THE PRESIDENT: All right. Hello, everybody. I just sat down here at Grand Central Bakery with the Secretary of Commerce and the former governor of this great state, Gary Locke; the wonderful senior senator from the great state of Washington, Patty Murray; as well as these three terrific small business owners for a good discussion about the challenges that our small businesses face in this very tough economy.
And I have to say before we start, I also had a sandwich, a turkey sandwich here that was outstanding. So if you guys need to eat before we leave, try it out.

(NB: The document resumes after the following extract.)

PR #3637, opened 2020-09-30
Update CredentialsCache to handle OnBehalfof credentials

richma-ms:
This change updates the CredentialsCache and PersistedCredentialsCache so that we maintain a correct mapping of OnBehalfOf token credentials.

Gillian Allen-White and the founders of this bakery like to say that they built this business just like they bake everything --- from scratch. What began as a little sandwich shop right here in this building nearly 40 years ago is today eight cafés in Seattle and Portland that employ 250 people, and they are going to open their ninth café on Friday, which we're very excited about.
Tiffany Turner and her husband Brady gave up their careers in teaching and insurance to open their own inn on the coast. And despite the recession, business has been good. They're even looking to expand and hire new employees. For a time, their community bank couldn't give them the loan they needed to grow, but recently that changed. In fact, many banks like theirs have begun to open the flow of credit to small businesses for the first time in four years, and that's good news.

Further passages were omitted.